Hospital Guild members mark three decades of giving

The Lloyd Nordstrom Children's Hospital Guild is celebrating its 30th anniversary, said this year's president Judy Maleng. With 22 members from both Magnolia and Queen Anne, the guild is one of hundreds in Washington state, and they all raise money for the Seattle hospital, she said.

"But all the money we raise goes for the free medical treatment of children, which is so critical," explained Sheila Magnano, one of the founding members of the local guild.

"The reason we started it is most of us had little ones," said Magnano, who added that the original group of 10 members got together at the Magnolia Co-op Preschool.

They picked the name because Nordstrom had just died, and the founding members thought it would nice to honor the man because his family had been so good to Seattle and the state, she said.

Guild members have also taken their own children to the hospital, said member Marybeth Alwood. "For my own children, that was the only option," she said. "There is no other facility that cares for children the way they do."

Indeed, the Children's Orthopedic Hospital, as it was called then, was formed in 1907 by Anna Clise and 23 female friends because there was no organized treatment for children with muscular and skeletal deformities, according to a history of the hospital.

A founding principle was also providing treatment for children of all races, religions and creeds from families that couldn't afford to pay, the history states.

That's where the guilds came in. The Lloyd Nordstrom Guild holds fall and spring fundraisers, but the group originally hooked up in the 1970s with the Seahawks and their wives, who both modeled clothes at a fashion show at Nordstrom's, which provided the clothes, said guild member Linda Dagg.

"Our ticket price was basically income for the hospital," she said. "They totally underwrote that party," Dagg said of the Nordstrom family.

"We had it for four years," Maleng said of the Seahawks events.

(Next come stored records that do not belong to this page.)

PR #3747, opened 2022-08-15
New rule L069: Consistent syntax for sql type casting

### LINKED ISSUE #3713: Add a rule to enforce consistent syntax for SQL type casting
### Search before asking

### Description
Apart from supporting the SQL standard type casting variant `CAST(expression AS type)`, several dialects have other variants for type casting.

The other variants are listed below:

1. PostgreSQL https://www.postgresql.org/docs/current/sql-expressions.html#SQL-SYNTAX-TYPE-CASTS
```
expression::type
```
2. SQL Server https://docs.microsoft.com/en-us/sql/t-sql/functions/cast-and-convert-transact-sql?view=sql-server-ver16
```
CONVERT(type, expression)
```
3. MySQL https://dev.mysql.com/doc/refman/8.0/en/cast-functions.html
```
CONVERT(type, expression)
```
4. Redshift https://docs.aws.amazon.com/redshift/latest/dg/r_CAST_function.html
```
expression::type
CONVERT(type, expression)
```
5. Snowflake https://docs.snowflake.com/en/sql-reference/functions/cast.html
```
expression::type
```
6. Clickhouse https://clickhouse.com/docs/en/sql-reference/functions/type-conversion-functions/#castx-t
```
CAST(type, expression)
expression::type
```
7. Teradata https://docs.teradata.com/r/kmuOwjp1zEYg98JsB8fu_A/BQxvaT7YNqCkkfWB0FaYvA
```
CAST(expression AS type FORMAT expression)
```

Currently, there is no way to enforce consistent type casting in a codebase involving these dialects. We could have a rule specifying the type of casting we want to try to enforce(`STANDARD` or `NON-STANDARD`). This rule should be configurable. 

REF: https://sqlfluff.slack.com/archives/C01GPHR8J0G/p1659570939547909

### Use case

Consistent type casting for the above-listed dialects

### Dialect

postgres, tsql, clickhouse, redshift, mysql, teradata, snowflake

### Code of Conduct

bolajiwahab:

Fixes #3713 

Had to regenerate all fixtures that included `cast_expression`.

### Pull Request checklist

  - Other.


bolajiwahab:
@barrywhart and @alanmcruickshank  if you have some spare time, can you review this PR? Thanks

src/sqlfluff/dialects/dialect_ansi.py
```diff
@@ -979,7 +979,19 @@ class ShorthandCastSegment(BaseSegment):
 
     type = "cast_expression"
     match_grammar: Matchable = Sequence(
-        Ref("CastOperatorSegment"), Ref("DatatypeSegment"), allow_gaps=True
```
barrywhart, line 982: @tunetheweb: Can you review the dialect change portion of this PR?

src/sqlfluff/rules/L013.py
```diff
@@ -64,6 +64,18 @@ def _eval(self, context: RuleContext) -> Optional[LintResult]:
         ):
             return None
 
+        # Ignore if it's a cast_expression with non-function enclosed children
+        # For example, we do not want to ignore something like func()::type
+        # but we can ignore something like a::type
+        if children.children().select(
```
barrywhart, line 70: Does this fix an existing issue, or is this related to the ANSI dialect change? I'm a bit confused and worried why a new rule requires both dialect changes as well as changes to 3 other rules.

Since you've added logic to this rule, can you please add tests for it?

(Probably to the file `test/fixtures/rules/std_rule_cases/L013.yml`)

src/sqlfluff/rules/L069.py
```diff
@@ -0,0 +1,175 @@
...
+                expression = convert_content[1].raw
+
+                # get the data type
+                datatype = convert_content[0].raw
+
+                # Create fix to replace ``CONVERT`` with ``CAST``.
+                fix = LintFix.replace(
+                    context.segment,
+                    [
+                        CodeSegment(
```
barrywhart, line 111: Can you look into creating the new code using the individual segment types, rather than a single raw segment? During the fix process, we want to maintain a parse tree that matches what you'd get from parsing the fixed code. Otherwise, linting rules won't work well with one another.

src/sqlfluff/rules/L069.py
```diff
@@ -0,0 +1,175 @@
...
+                    description=f"Use 'CAST' instead of \n"
+                    f"'{context.segment.get_child('function_name').raw_upper}'.",
+                )
+
+            # casting_operator(::)
+            if context.segment.is_type("cast_expression"):
+                # get the expression and the datatype segment
+                expression_datatype_segment = FunctionalContext(
+                    context
+                ).segment.children(
```
barrywhart, line 129: Nitpick: This code is very similar to lines 79-94. Possible to avoid the duplication?

src/sqlfluff/rules/L069.py
```diff
@@ -0,0 +1,175 @@
...
+                    # update new_segment to include datatype
+                    # as well as accommodate multicast
+                    new_datatype = expression_datatype_segment[datatype_level].raw
+                    new_segment = f"CAST({new_segment} AS {new_datatype})"
+
+                # create fix to replace ``::`` with ``CAST``.
+                fix = LintFix.replace(
+                    context.segment,
+                    [
+                        CodeSegment(
```
barrywhart, line 161: Same comment as before: can you create individual segments?

barrywhart (changes requested):

src/sqlfluff/rules/L069.py
```diff
@@ -0,0 +1,175 @@
...
+    def _eval(self, context: RuleContext) -> Optional[LintResult]:
+        """Use ``CAST`` instead of ``CONVERT`` or ``::``."""
+        # Config type hints
+        self.allow_non_standard_type_casting: bool
+
+        # Rule disabled for teradata.
+        if context.dialect.name == "teradata":
+            return None
+
+        if not self.allow_non_standard_type_casting:
```
OTooleMichael, line 68: Don't this this True, false makes sense.

If False is the same as excluding the Rule in general.

PS this would be easier to see if it read

```python
if self.allow_non_standard_type_casting:
   return None
```

src/sqlfluff/rules/L069.py
```diff
@@ -0,0 +1,175 @@
...
+    document_groups,
+)
+
+
+@document_groups
+@document_fix_compatible
+@document_configuration
+class Rule_L069(BaseRule):
+    """Use ``CAST`` instead of ``CONVERT`` or ``::``.
+
```
OTooleMichael, line 21: Would be better to support
`consistent, shorthand, or cast` as options.
consistent is a very common approach from SQLFluff - meaning once we see a first type, `::` or `CAST` etc, then all the rest of the script gets changed to that style

OTooleMichael (changes requested):
This rule should support different opinions, and the concept of `consistent` (a common approach) - this also allows the introduction of a new rule without much change for current users

src/sqlfluff/rules/L013.py
bolajiwahab: It is related to the ANSI dialect change.
L013 enforces `Column expression without alias`. L013 was written to skip `cast_expression`(ShorthandCastSegment + DataTypeSegment). But now we have ExpressionSegment as part of `cast_expression` which means things like `SELECT CAST(foo_col AS INT)::VARCHAR` won't fail anymore, this breaks the logic of L013 because now we see a different `cast_expression` which can include functions. I hope that clarifies the logic above.

We already have a test for it, I was simply rewriting https://github.com/sqlfluff/sqlfluff/blob/main/src/sqlfluff/rules/L013.py#L104. The test is can be found here https://github.com/sqlfluff/sqlfluff/blob/main/test/fixtures/rules/std_rule_cases/L013.yml#L32

src/sqlfluff/rules/L069.py
bolajiwahab: I am not sure how that would look. `cast_expression` comprises a single segment that is being changed. Also, something like `a::varchar` => `cast_expression` is being transformed into `cast(a as varchar)` => function, so I am not sure how we could use individual segment here.

src/sqlfluff/rules/L069.py
bolajiwahab: Yeah, that works too.

src/sqlfluff/rules/L069.py
bolajiwahab: Alright. Thanks for suggesting that. Will look into it.

src/sqlfluff/rules/L069.py
barrywhart: I mean, the rule heeds to create the same segments that would exist if you'd written the code by hand. You can use `sqlfluff parse` on a manually fixed file to figure out what it looks like. Other rules have examples of how to write the Python.

src/sqlfluff/rules/L069.py
bolajiwahab: Yes, I agree. The main issue is the bracketed content in `convert`. I don't see an easy way around it.

src/sqlfluff/rules/L069.py
bolajiwahab: Okay, could you point me to an example?

barrywhart: L042 and L043 do this. Unfortunately, these techniques are not well documented, partly because they are not well established. Most other autofix rules fix individual segments or at least a "flat" structure. In this case, the fix involves multiple, nested segments.

barrywhart: Also L032.

src/sqlfluff/rules/L069.py
barrywhart: You could create a separate function with the code inside it, e.g.:
```
def do_something(segments: Segments) -> Segments:
return segments.children(                    sp.and_(
                        sp.not_(sp.is_meta()),
                        sp.not_(
                            sp.is_type(
                                "start_bracket",
                                "end_bracket",
                                "whitespace",
                                "newline",
                                "casting_operator",
                            )
                        ),
                    )
                )
```

then call that function from both places.

src/sqlfluff/rules/L069.py
bolajiwahab: Okay. Thank you, I am checking them.

src/sqlfluff/rules/L069.py
bolajiwahab: Fixed by [ebeb4ad](https://github.com/sqlfluff/sqlfluff/pull/3747/commits/ebeb4ada735810c3d050d690d93e0d8fcc64d4fa)

src/sqlfluff/rules/L069.py
bolajiwahab: Fixed by [ebeb4ad](https://github.com/sqlfluff/sqlfluff/pull/3747/commits/ebeb4ada735810c3d050d690d93e0d8fcc64d4fa)

src/sqlfluff/rules/L069.py
bolajiwahab: Fixed by [ebeb4ad](https://github.com/sqlfluff/sqlfluff/pull/3747/commits/ebeb4ada735810c3d050d690d93e0d8fcc64d4fa)

src/sqlfluff/rules/L069.py
bolajiwahab: Fixed by [ebeb4ad](https://github.com/sqlfluff/sqlfluff/pull/3747/commits/ebeb4ada735810c3d050d690d93e0d8fcc64d4fa)

src/sqlfluff/rules/L069.py
```diff
@@ -29,147 +35,366 @@ class Rule_L069(BaseRule):
...
+                ),
+            )
+        )
+
+    @staticmethod
+    def _cast_fix_list(
+        context: RuleContext,
+        cast_arg_1: BaseSegment,
+        cast_arg_2: BaseSegment,
+        later_types=None,
```
barrywhart, line 91: What is `later_types`? Could you add a type annotation to help readers of the code?

src/sqlfluff/rules/L069.py
```diff
@@ -29,147 +35,366 @@ class Rule_L069(BaseRule):
...
+            "cast"
+            if context.segment.is_type("function")
+            and context.segment.get_child("function_name").raw_upper == "CAST"
+            else "convert"
+            if context.segment.is_type("function")
+            and context.segment.get_child("function_name").raw_upper == "CONVERT"
+            else "shorthand"
+            if context.segment.is_type("cast_expression")
+            else None
+        )
```
barrywhart, line 211: I find the multiple chained ternary `if / else` hard to read. What would you think of changing it to more traditional `if / else`, something like:
```
if context.segment.is_type("function")
            and context.segment.get_child("function_name").raw_upper == "CAST":
    current_type_casting_style = "cast"
elif context.segment.is_type("function")
            and context.segment.get_child("function_name").raw_upper == "CONVERT"
    current_type_casting_style = "convert"
etc.
```

src/sqlfluff/rules/L069.py
```diff
@@ -29,147 +35,366 @@ class Rule_L069(BaseRule):
...
-                # Create fix to replace ``CONVERT`` with ``CAST``.
-                fix = LintFix.replace(
-                    context.segment,
-                    [
-                        CodeSegment(
-                            raw=f"CAST({expression} AS {datatype})",
+            elif prior_type_casting_style == "convert":
+                if current_type_casting_style == "cast":
+                    cast_content = self._get_children(
+                        FunctionalContext(context).segment.children(
```
barrywhart, line 257: Nitpick: Maybe create the functional context once rather than repeating it several times, e.g.:
```
functional_context = FunctionalContext(context)
```

barrywhart (changes requested):
Great progress! A few suggestions.

Do you plan to make any other changes? (I'm asking so I know whether to do a more thorough review now.)

src/sqlfluff/rules/L069.py
```diff
@@ -0,0 +1,403 @@
...
+            )
+        ]
+        return fixes
+
+    @staticmethod
+    def _convert_fix_list(
+        context: RuleContext,
+        convert_arg_1: BaseSegment,
+        convert_arg_2: BaseSegment,
+        later_types=None,
```
barrywhart, line 135: What is `later_types`? Could you add a type annotation to help readers of the code?

src/sqlfluff/rules/L069.py
```diff
@@ -0,0 +1,403 @@
...
+                edits,
+            )
+        ]
+        return fixes
+
+    @staticmethod
+    def _shorthand_fix_list(
+        context: RuleContext, shorthand_arg_1: BaseSegment, shorthand_arg_2: BaseSegment
+    ) -> List[LintFix]:
+        """Generate list of fixes to convert CAST and CONVERT to ShortHandCast."""
```
barrywhart, line 176:
```suggestion
        """Generate list of fixes to convert CAST and CONVERT to ShorthandCast."""
```

test/fixtures/rules/std_rule_cases/L069.yml
```diff
@@ -0,0 +1,209 @@
...
+        cast(10 as text) as coo
+    from foo;
+  fix_str: |
+    select
+        convert(int, 1) as bar,
+        convert(text, convert(int, 100)),
+        convert(text, 10) as coo
+    from foo;
+
+# test_fail_inconsistent_type_casting_prior_3_argument_convert:
```
barrywhart, line 42: What's this commented-out test? Is this something you're still working on?

test/fixtures/rules/std_rule_cases/L069.yml
```diff
@@ -0,0 +1,209 @@
...
+    from foo;
+
+test_pass_convert:
+  pass_str: |
+    select convert(varchar, 1) as bar
+    from foo;
+
+test_pass_3_argument_convert:
+  pass_str: |
+    select convert(varchar, 1, 126) as bar
```
barrywhart, line 25: Please add another test with the same SQL string but with `preferred_type_casting_style` set to `cast`. In that case, what does the rule  do?
* Generate a lint warning but no autofix
* Pass (no lint warning, no autofix)

Which _should_ it do? I'm thinking the first, but I don't have a strong opinion.

test/fixtures/rules/std_rule_cases/L069.yml
```diff
@@ -0,0 +1,209 @@
...
+    from foo;
+
+test_fail_inconsistent_type_casting_prior_convert:
+  fail_str: |
```
barrywhart, line 29: Please add a similar test where there are comments in the way. What happens? E.g.
```
    select
        cast(10 as text) as coo,
        convert( -- Convert the value
            int /*
                  to an integer
                */, 1) as bar,
        100::int::text
    from foo;
```

bolajiwahab:
> Great progress! A few suggestions.
> 
> Do you plan to make any other changes? (I'm asking so I know whether to do a more thorough review now.)

No more changes.

src/sqlfluff/rules/L069.py
bolajiwahab: Yes, sure.

src/sqlfluff/rules/L069.py
bolajiwahab: I only used it to reduce the code but if it is hard to read then traditional it is then.

src/sqlfluff/rules/L069.py
bolajiwahab: `later_types` is any other type after the first type e.g in `1::int::text`, text is the later type. I couldn't get a better naming.

test/fixtures/rules/std_rule_cases/L069.yml
bolajiwahab: It is leftover which I forgot to clean up.

test/fixtures/rules/std_rule_cases/L069.yml
bolajiwahab: It currently does the second but the first one might be better.

bolajiwahab:
> Great progress! A few suggestions.
> 
> Do you plan to make any other changes? (I'm asking so I know whether to do a more thorough review now.)

@barrywhart I guess since you made a few suggestions then I will be adding a few more changes then.

barrywhart:
Thanks @bolajiwahab. Tag me when you're ready for another review. Great work!!

test/fixtures/rules/std_rule_cases/L069.yml
bolajiwahab: Implementing the first case is a bit complicated. It is easier when we have just one cast in a statement but in the case of multiple casts, some would be fixable while 3-args convert won't be fixable 
What do you suggest in cases like this:
```
select
        convert(int, 1, 126) as bar,
        100::int::text,
        cast(10 as text) as coo
    from foo;
```

test/fixtures/rules/std_rule_cases/L069.yml
bolajiwahab: Currently, we skip such convert. Since we do not exclude comments from the children, they make it into convert_content hence increasing the list to more than 2.
This is an edge case.

test/fixtures/rules/std_rule_cases/L069.yml
barrywhart: I think no fix, just a lint warning. A partial fix would look worse, I think. ❓

test/fixtures/rules/std_rule_cases/L069.yml
barrywhart: Ok. Is there a test for it? For future maintainers (you or others), it's helpful to have tests, perhaps with a comment saying, "Could we autofix this someday?"

bolajiwahab: Okay.

barrywhart:
@bolajiwahab: Are you planning to continue working on this PR?

bolajiwahab:
> @bolajiwahab: Are you planning to continue working on this PR?

Hi @barrywhart yeah, I will be pushing my latest change this week.

barrywhart:
Thanks for letting me know. There's no pressure, I was just looking over the list of PRs yesterday and was curious. 🙏

bolajiwahab:
> Thanks for letting me know. There's no pressure, I was just looking over the list of PRs yesterday and was curious. 🙏

Been quite hung up with a few things. I will find time this weekend to finish it up.

test/fixtures/rules/std_rule_cases/L069.yml
bolajiwahab: Hmm, this is harder to really implement as the offending casting style can be anywhere in the statement. We can generate a fix for a previous segment and find an offending segment in the later segments.

barrywhart: It's been so long, I can't remember the context on this. What would a partial fix look like in the above case?

barrywhart: SQLFluff now allows rules that are called *once* per file, passing it the root parse segment and letting the rule do its own traversal of the file. I don't know if that would be useful in the above case.

bolajiwahab: > SQLFluff now allows rules that are called once per file, passing it the root parse segment and letting the rule do its own traversal of the file. I don't know if that would be useful in the above case.

I am not sure it would help in the case of a statement.

barrywhart: Why do the fixed columns appear in a different order? And can you please remind me why they can't all be converted to `cast`? I'm very sorry, but I remember almost no details of this conversation from 45 days ago, even my own original question.

bolajiwahab: For the ordering, there is a different rule doing that, I will have to check for the rule name later.

Yes, I know it's quite long time ago. The original question was about throwing linting error if for instance cast_style is set to cast but since we cannot fix 3 argument convert, we should still throw linting error to the user and the user can decide to fix it manually since we don't auto-fix such. 
Now, I have implemented that but along the way I figured if we have several cast style for example 3 arguments convert and then casting operator while cast-style is set to cast, we fix the casting operator but leave out the convert(that is what I meant by partial fix). Now that I look at it again, partial fix might not have been the right word to use. We should still fix these ones that are fixable and leave anything not fixable out to the user. When we fix the ones matching and a user run lint again, the former convert would/should still raise a lint error.
Let me know my explanation is okay and what you think about my suggestions.
Thanks.

barrywhart: Probably L034 is the one changing the column order.

I think I understand now. Each issue found by a lint rule is handled separately. It is reasonable to fix some of these and not others. Often this is done either because there's no reasonable fix, or because autofixing certain issues is more complex and has not been implemented yet. So your description sounds like correct behavior.

bolajiwahab:
> A few lines of the rule are not covered by the tests. If it's reasonable to test those, that's good. If not, we add `# pragma: no cover`to get the coverage check to pass.

Yeah, looking into those.

src/sqlfluff/rules/L069.py
bolajiwahab: Type annotation added.

src/sqlfluff/rules/L069.py
bolajiwahab: Added.

bolajiwahab:
@barrywhart You may review the PR now.

barrywhart (approved):

barrywhart:
@OTooleMichael: You had requested changes on this PR. Can you review it again?

@tunetheweb: Can you please review the small dialect change to this PR?

src/sqlfluff/dialects/dialect_ansi.py
```diff
@@ -1075,7 +1075,19 @@ class ShorthandCastSegment(BaseSegment):
...
+        OneOf(
+            Ref("Expression_D_Grammar"),
+            Ref("CaseExpressionSegment"),
+        ),
+        AnyNumberOf(
+            Sequence(
+                Ref("CastOperatorSegment"),
+                Ref("DatatypeSegment"),
+                Ref("TimeZoneGrammar", optional=True),
+                allow_gaps=True,
```
tunetheweb, line 1087: Isn't this true by default? So do we need this?

```suggestion
```

src/sqlfluff/dialects/dialect_ansi.py
```diff
@@ -1075,7 +1075,19 @@ class ShorthandCastSegment(BaseSegment):
...
+            ),
```
tunetheweb, line 1088: Should this have a `min_times=1`? It's not really a Cast Segment if it's not. going a cast.

```suggestion
            ),
            min_times=1,
```

src/sqlfluff/dialects/dialect_ansi.py
```diff
@@ -1075,7 +1075,19 @@ class ShorthandCastSegment(BaseSegment):
...
+        ),
+        allow_gaps=True,
```
tunetheweb, line 1090: Again true by default so don't think we need this do we?

```suggestion
```

src/sqlfluff/dialects/dialect_ansi.py
bolajiwahab: Okay. I didn't know it's the default.

src/sqlfluff/dialects/dialect_ansi.py
bolajiwahab: What does min_times do? Maybe a reference I can check?

bolajiwahab: Okay. Thanks for the explanation.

But team morale was low in 1981, and the football players bowed out, she remembers. "So we had to find something else."

Since then, the guild members said, they have held rummage sales, donated items to the hospital's thrift store, made finger puppets kids get when blood is drawn from the finger, held cooking demonstrations and stage craft shows where vendors donate a percentage the money they make. The main events these days include fall and spring fundraisers, Maleng said with some pride.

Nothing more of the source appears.